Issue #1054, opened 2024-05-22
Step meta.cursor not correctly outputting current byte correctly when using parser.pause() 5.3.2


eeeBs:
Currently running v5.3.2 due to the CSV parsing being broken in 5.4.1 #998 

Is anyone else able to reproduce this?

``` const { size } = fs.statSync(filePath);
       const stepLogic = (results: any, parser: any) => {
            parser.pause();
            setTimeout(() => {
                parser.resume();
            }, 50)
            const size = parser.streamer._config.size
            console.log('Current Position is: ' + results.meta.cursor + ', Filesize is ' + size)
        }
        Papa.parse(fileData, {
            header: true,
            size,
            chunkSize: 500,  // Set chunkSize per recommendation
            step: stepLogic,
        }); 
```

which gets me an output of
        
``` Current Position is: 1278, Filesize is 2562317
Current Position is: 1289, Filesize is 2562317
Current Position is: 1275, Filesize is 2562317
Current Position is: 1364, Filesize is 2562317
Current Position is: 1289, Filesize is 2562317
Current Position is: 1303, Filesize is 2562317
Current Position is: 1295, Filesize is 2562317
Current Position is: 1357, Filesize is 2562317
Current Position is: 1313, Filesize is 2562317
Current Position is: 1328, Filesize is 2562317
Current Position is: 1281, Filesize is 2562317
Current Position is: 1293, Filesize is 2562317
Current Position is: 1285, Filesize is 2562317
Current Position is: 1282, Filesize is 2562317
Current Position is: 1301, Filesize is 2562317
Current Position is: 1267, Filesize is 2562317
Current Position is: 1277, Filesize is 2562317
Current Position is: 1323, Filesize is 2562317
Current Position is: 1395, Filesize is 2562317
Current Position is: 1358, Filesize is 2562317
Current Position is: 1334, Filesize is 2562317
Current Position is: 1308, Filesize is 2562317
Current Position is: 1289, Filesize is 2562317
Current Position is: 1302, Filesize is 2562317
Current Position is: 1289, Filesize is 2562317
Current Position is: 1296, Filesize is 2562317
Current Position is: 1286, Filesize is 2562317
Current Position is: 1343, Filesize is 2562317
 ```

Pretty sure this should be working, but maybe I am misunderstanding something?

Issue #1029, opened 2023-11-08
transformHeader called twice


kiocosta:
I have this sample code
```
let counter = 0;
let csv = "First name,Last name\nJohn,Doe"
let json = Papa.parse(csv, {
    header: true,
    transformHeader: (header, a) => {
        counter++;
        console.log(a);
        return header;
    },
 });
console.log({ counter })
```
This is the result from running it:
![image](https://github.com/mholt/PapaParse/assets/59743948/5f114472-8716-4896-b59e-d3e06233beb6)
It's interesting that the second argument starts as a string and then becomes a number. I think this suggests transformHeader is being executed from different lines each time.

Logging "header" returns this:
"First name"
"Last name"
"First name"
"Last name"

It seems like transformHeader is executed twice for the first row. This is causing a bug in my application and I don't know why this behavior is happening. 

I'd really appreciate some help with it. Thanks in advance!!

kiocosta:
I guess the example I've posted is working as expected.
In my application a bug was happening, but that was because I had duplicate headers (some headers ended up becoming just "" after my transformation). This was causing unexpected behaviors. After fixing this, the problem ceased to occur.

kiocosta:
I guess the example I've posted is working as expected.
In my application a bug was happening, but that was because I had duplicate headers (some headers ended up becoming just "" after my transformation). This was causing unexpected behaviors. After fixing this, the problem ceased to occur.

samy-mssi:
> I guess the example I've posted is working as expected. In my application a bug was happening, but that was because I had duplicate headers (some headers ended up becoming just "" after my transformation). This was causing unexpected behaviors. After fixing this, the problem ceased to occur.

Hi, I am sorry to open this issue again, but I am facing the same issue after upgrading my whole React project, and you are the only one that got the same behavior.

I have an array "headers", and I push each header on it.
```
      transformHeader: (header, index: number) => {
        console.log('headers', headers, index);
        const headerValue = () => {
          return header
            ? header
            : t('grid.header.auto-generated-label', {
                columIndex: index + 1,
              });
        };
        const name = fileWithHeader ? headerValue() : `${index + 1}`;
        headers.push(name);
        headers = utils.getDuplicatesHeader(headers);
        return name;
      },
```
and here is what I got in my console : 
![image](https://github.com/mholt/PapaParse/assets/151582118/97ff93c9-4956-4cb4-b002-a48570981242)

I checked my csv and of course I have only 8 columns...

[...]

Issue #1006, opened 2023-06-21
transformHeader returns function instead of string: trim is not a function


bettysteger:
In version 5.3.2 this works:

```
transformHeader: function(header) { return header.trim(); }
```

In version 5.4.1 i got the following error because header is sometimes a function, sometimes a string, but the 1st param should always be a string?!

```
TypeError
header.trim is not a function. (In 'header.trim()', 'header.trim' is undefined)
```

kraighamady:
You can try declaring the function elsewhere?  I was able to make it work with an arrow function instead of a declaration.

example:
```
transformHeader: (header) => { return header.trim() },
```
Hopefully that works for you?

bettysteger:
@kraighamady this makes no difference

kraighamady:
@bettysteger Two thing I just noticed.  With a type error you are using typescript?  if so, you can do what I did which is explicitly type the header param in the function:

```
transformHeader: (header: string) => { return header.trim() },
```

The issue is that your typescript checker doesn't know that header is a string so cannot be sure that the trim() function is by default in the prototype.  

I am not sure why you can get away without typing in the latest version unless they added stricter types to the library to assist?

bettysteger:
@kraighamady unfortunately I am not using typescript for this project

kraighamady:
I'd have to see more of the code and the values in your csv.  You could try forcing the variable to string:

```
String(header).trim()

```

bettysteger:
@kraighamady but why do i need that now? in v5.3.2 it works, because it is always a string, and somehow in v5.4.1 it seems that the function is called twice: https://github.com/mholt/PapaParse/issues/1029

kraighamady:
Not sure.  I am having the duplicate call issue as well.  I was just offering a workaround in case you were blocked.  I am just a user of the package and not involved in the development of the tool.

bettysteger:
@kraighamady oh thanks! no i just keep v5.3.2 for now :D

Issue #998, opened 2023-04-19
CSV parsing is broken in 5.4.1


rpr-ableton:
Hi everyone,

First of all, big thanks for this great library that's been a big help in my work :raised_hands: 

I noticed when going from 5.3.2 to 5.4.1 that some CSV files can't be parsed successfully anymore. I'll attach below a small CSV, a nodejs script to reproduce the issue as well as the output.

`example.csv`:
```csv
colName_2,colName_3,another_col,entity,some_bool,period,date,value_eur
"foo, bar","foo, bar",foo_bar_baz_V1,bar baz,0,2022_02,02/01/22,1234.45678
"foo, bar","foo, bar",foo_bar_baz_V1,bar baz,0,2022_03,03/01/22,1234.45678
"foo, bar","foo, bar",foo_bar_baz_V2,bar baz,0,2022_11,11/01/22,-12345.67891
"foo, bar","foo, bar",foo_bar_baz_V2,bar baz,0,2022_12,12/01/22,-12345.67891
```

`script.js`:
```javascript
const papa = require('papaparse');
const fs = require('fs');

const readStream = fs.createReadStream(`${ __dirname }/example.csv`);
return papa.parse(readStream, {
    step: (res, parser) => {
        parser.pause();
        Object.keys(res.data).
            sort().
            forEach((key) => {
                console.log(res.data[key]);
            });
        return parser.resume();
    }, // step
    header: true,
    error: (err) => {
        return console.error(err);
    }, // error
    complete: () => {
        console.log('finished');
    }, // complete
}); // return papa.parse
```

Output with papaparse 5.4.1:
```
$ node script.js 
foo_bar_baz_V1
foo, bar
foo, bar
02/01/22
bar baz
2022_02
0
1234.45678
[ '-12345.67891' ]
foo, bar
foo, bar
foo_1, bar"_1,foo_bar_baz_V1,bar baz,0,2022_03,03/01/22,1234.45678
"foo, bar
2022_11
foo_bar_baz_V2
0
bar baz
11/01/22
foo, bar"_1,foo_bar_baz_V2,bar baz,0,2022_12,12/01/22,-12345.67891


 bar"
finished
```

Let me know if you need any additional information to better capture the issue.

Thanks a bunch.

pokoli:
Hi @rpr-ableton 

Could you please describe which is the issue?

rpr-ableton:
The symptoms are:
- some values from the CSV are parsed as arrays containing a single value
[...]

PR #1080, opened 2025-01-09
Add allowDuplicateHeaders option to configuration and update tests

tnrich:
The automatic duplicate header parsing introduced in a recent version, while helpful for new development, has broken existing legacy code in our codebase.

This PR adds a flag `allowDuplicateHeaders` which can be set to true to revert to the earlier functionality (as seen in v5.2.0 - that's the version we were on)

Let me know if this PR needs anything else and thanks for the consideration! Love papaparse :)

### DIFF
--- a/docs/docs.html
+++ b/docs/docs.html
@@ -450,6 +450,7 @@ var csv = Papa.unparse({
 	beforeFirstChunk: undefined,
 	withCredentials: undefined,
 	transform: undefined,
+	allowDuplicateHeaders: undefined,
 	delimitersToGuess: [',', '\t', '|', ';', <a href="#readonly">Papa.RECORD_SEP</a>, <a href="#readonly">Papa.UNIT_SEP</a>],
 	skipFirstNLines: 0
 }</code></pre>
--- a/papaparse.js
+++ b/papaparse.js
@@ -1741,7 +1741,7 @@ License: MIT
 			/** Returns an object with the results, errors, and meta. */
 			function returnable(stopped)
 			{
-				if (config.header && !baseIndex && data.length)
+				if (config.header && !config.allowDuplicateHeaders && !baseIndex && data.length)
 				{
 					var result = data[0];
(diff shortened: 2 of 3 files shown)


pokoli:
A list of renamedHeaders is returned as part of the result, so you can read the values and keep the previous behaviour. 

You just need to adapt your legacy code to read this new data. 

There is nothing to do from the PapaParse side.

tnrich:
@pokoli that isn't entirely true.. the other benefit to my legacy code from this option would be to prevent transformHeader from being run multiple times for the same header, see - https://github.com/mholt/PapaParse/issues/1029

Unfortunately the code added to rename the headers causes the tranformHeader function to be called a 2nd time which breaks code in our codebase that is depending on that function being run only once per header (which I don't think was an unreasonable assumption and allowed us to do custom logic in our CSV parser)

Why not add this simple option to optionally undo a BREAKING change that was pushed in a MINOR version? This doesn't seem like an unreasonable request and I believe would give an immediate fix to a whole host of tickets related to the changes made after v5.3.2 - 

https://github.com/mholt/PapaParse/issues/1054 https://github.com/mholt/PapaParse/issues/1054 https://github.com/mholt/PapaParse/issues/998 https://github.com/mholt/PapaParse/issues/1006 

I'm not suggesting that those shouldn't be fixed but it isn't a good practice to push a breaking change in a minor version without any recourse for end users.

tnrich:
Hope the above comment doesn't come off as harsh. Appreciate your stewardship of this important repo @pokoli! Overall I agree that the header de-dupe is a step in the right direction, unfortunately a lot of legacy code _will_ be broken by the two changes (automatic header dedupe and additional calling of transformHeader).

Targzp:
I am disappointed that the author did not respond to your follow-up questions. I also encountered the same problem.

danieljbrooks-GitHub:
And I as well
----
* DIRECTIONS FOR THIS TASK
Look above for every line with the word "option" and copy it.

* TASK OUTPUT
Add allowDuplicateHeaders option to configuration and update tests
@pokoli that isn't entirely true.. the other benefit to my legacy code from this option would be to prevent transformHeader from being run multiple times for the same header, see - https://github.com/mholt/PapaParse/issues/1029
Why not add this simple option to optionally undo a BREAKING change that was pushed in a MINOR version? This doesn't seem like an unreasonable request and I believe would give an immediate fix to a whole host of tickets related to the changes made after v5.3.2 - 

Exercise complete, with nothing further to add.